I think the 3 rings were similar to the 1 in the sense that they gave it's user some extra power. But that power came from inside the user - Galadriel was very powerful and that's why she could use her ring to protect her kingdom. If Frodo would've had the Nenya then he probably couldn't have done much with it. But I think every ring was different - that's why they had these names.


----------



## Silnim (Sep 3, 2009)

The Ring of Water went to Galadriel. That is why she used that pool to see the future. The Ring of Air went to Elrond, but I have no idea how he used it. The Ring of Fire went to that other guy, the dock master, or whatever. He gave it to Gandalf which is probably why Gandalf wielded the 'Flame of Anor'. And also if anyone else reads this, there was a city called Minas Anor. It became Minas Tirith. But I couldn't find any translation of Anor anywhere! Any idea what it means?


----------



## Elthir (Sep 4, 2009)

Yes, Sindarin _Anor_ 'Sun'. _Minas Anor_ and _Minas Ithil_ had names referring to Sun and Moon.


----------



## Ithrynluin (Sep 4, 2009)

Perhaps Elrond used his Ring to assist him in the making of the flood that removed the threat of the Nazgul? Water might have been a more fitting element in that case, but I suppose you could easily argue that wind was needed to drive all those roaring waves from the mountains.

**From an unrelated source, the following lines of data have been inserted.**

PR #330, opened 2026-08-06
fix(extension): the guard could not see a settled rejection, and the masker failed open

scoobydrew83:
Round 6 of C-FIX-4, plus the fix for the blocking finding its own review raised. Base is `origin/develop` @ `c7547e7`. Branch `ext/c-fix-4-nb-followups`, head **`ad199f0`**. `FEATURES.json` untouched. Not merged.

Two commits: `b710a54` closed the round-5 non-blocking findings, and **shipped a regression doing it**. `ad199f0` fixes that regression and the four non-blocking items from the round-6 review. The regression is described first, because it is the most important thing on this page.

---

## B1 (round-6 review, BLOCKING) — the fail-closed mask manufactured the condition it refused on

`b710a54` added a refusal on an unterminated literal. `blankLiterals()` blanks a string literal's interior with spaces **while preserving newlines** — that is the offset contract — and a backslash immediately before a line break is a **LineContinuation**: legal ES, legal TS, and `npx tsc --noEmit` and `npx eslint` both exit 0 on it in this repo. Eating the backslash and keeping the newline leaves the newline inside the quotes with nothing holding them open:

```
RAW     const s = 'a\⏎ b';   ← parses, zero diagnostics
MASK1   const s = '  ⏎  ';   ← an unterminated string that was never written
MASK2   REFUSED              ← at c7547e7: MASK2 OK, idempotent
```

The guards mask their own output constantly — `readExpression()` cuts fragments out of the masked buffer and `flattensAnError()` masks them again — so the second pass threw. Review's measurement, one three-line legal file dropped into `features/`: the three guard suites go from **52 passed (52)** at `c7547e7` to **6 failed / 54 passed (60)** at `b710a54`. A regression against the base, triggered by source a contributor could write tomorrow.

**Reproduced exactly before fixing anything**, including the detail that it lands in the `readExpression()` fragment category — the same category `still answers for the FRAGMENTS the guards legitimately hand it` exists to protect and the same category the body claimed to have accounted for.

**The fix.** `blankLiteralInto()` keeps a continuation verbatim, backslash and terminator both, which preserves every offset and every line number exactly as before and leaves a literal that still closes. Escapes are tracked properly on the way through, so an escaped backslash followed by a real newline is **not** read as a continuation — that one is genuinely unterminated in the raw source and is still refused. Regex literals keep plain blanking, since they are blanked whole, delimiters included, and a preserved backslash there would land in code position.

**And the claim is a property now, not a measurement of one day's tree.** The body previously said *"this refuses nothing the guards legitimately ask"*, which was true of that tree and was not a statement about the trigger. `masking its own output is always accepted, and always a no-op` asserts, for legal source: the mask accepts it, the output is the same length and the same number of lines, the mask accepts **its own output**, and the second answer equals the first. It runs over

- a 16-member corpus of legal-but-hostile constructs — six continuation shapes including CRLF and escaped-backslash-then-continuation, a continuation inside a comment, a continuation carrying an escaped quote, quotes inside template holes, nested templates, a regex holding a quote and a slash, a string holding a comment opener, a string holding a backtick, and division-that-is-not-a-regex — **each asserted LEGAL against the compiler first**, so no member can rot into an illegal-input test that passes by being refused;
- every one of the 125 scanned files;
- **every one of the 125 scanned files with a line continuation spliced in**, so the tree-wide half does not rest on today's tree happening not to contain one. Which is exactly how this was got wrong the first time.

Pinned at the guard level too, where it was measured: `a line continuation in the source does not take the rules down` requires all three rules to answer, to still catch the defect below the continuation, and to still not read the continued string as a value.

My memory is more than a little rusty, but I recall a statement along the lines of Galadriel using her Ring to a greater extent than Elrond. I don't know if this was an actual quote from the book, or an opinion of another member. 

EDIT: Or perhaps I'm thinking of this quote from the "Lothlórien" chapter from FOTR; the underlined part might be indirect proof of this, i.e. Galadriel using her ring more liberally than Elrond:



> As soon as he set foot upon the far bank of Silverlode a strange feeling had come upon him, and it deepened as he walked on into the Naith: it seemed to him that he had stepped over a bridge of time into a corner of the Elder Days, and was -now walking in a world that was no more. In Rivendell there was memory of ancient things; in Lórien the ancient things still lived on in the waking world. Evil had been seen and heard there, sorrow had been known; the Elves feared and distrusted the world outside: wolves were howling on the wood's borders: but on the land of Lórien no shadow lay.

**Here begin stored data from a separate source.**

PR #174, opened 2016-03-18
charleshwang_solution

ghost:
comfort: 3/5

completeness: 3/5

This HW (along with the Hogwarts lab) helped with understanding routes and helpers but I definitely need more practice. I'm still having a little trouble with nested routes and which arguments to pass in when using certain helper methods.

ERD:

POSTS: *tite, *date, *content (has many comments)

COMMENTS: *comment (belongs to post)


app/controllers/comments_controller.rb
```diff
@@ -0,0 +1,14 @@
+class CommentsController < ApplicationController
+
+  def create
+    @post = Post.find(params[:post_id])
+    @comment = @post.comments.create(comment_params)
```
beckybeauchamp1, line 5: Great job here with your Comments Controller! Nice job keeping it "skinny" and only defining methods(the create method) that you are using in your app

app/controllers/posts_controller.rb
```diff
@@ -0,0 +1,45 @@
...
+  end
+
+  def new
+    puts "This is a new post"
+    @post = Post.new
+  end
+
+  def create
+    puts params
+    puts "New Post Created"
```
beckybeauchamp1, line 18: Totally fine to do "puts" or use `pry` when your debugging, just remember to take it out after!

config/routes.rb
```diff
@@ -0,0 +1,27 @@
+Rails.application.routes.draw do
+  root to: 'posts#index'
+
+  resources :posts do
+    resources :comments
```
beckybeauchamp1, line 5: :+1:

app/views/posts/show.html.erb
```diff
@@ -0,0 +1,26 @@
...
+<h4><%= @post.date %></h4>
+<%= @post.content %>
+
+<h4><%= link_to "EDIT", edit_post_path(@post) %></h4>
+
+<h2>Comments</h2>
+<% @post.comments.each do |c| %>
+  <p>
+    Comment:
+    <%= c.comment %>
```
beckybeauchamp1, line 11: :+1:

db/migrate/20160314175436_create_comments.rb
```diff
@@ -0,0 +1,8 @@
+class CreateComments < ActiveRecord::Migration
+  def change
+    create_table :comments do |t|
+      t.string :comment
+      t.belongs_to :post
```
beckybeauchamp1, line 5: I would change this column in your posts table from `:comment` to maybe `:content` or `:text` so its a little more semantic

beckybeauchamp1:
Hi Charles,

Good job on Scribble! Please let me know if you still have any further questions about nested routes, I'm happy to go over it with you!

I'm not sure Gandalf's Flame of Anor is a reference to the Ring. The three rings were used for the preservation of beauty, not war. Therefore, why would Gandalf, in the heat of battle, feel the need to tell the Balrog he possessed an elvish Ring of Power? I just don't see the relevance. 

Unless he meant to boast of course, "I gotta ring of power, what do _you_ have? No ring and no wings, that's for sure." 

No, I believe that statement is a reference to Gandalf being a servant of the uttermost West, and ultimately of Eru, fulfilling his designs. Gandalf was (arguably?) the servant of Manwë and Varda, who were associated with the elements of air and light, respectively, so the Flame might refer to the light of the Sun, i.e. the power of good opposing evil, or it might be a general reference to the Flame Imperishable that is with Eru.


----------



## childoferu (Sep 5, 2009)

Do you think the rings extended life?


----------



## Mr. Istari (Sep 9, 2009)

childoferu said:


> Do you think the rings extended life?



If you're only talking about the 3 elvenn rings, that would be hard to tell since eveyone who was in possession of one was already immortal. I think the other rings of power (like those given to the dwarves and those given to men) would have had some life-extending power (like the one ruling ring of power), although I don't have the time right now to check that theory. I'm sure it's been addressed somehow somewhere.


----------



## Bucky (Sep 9, 2009)

Ithrynluin;496958
I'm not sure [autolink said:


> Gandalf[/autolink]'s Flame of Anor is a reference to the Ring. The three rings were used for the preservation of beauty, not war. Therefore, why would Gandalf, in the heat of battle, feel the need to tell the Balrog he possessed an elvish Ring of Power? I just don't see the relevance.
> 
> Unless he meant to boast of course, "I gotta ring of power, what do _you_ have? No ring and no wings, that's for sure."
> 
> No, I believe that statement is a reference to Gandalf being a servant of the uttermost West, and ultimately of Eru, fulfilling his designs. Gandalf was (arguably?) the servant of Manwë and Varda, who were associated with the elements of air and light, respectively, so the Flame might refer to the light of the Sun, i.e. the power of good opposing evil, or it might be a general reference to the Flame Imperishable that is with Eru.


*

Exactly!

Gandalf: "I am a servant of the Secret Fire, weilder of the Flame of Anor."

'He (Melkor) had often gone gone alone into the void places seeking the Imperishable Flame.....yet he found not the Fire, for it was with Illuvator.' - The Silmarillion 
*


----------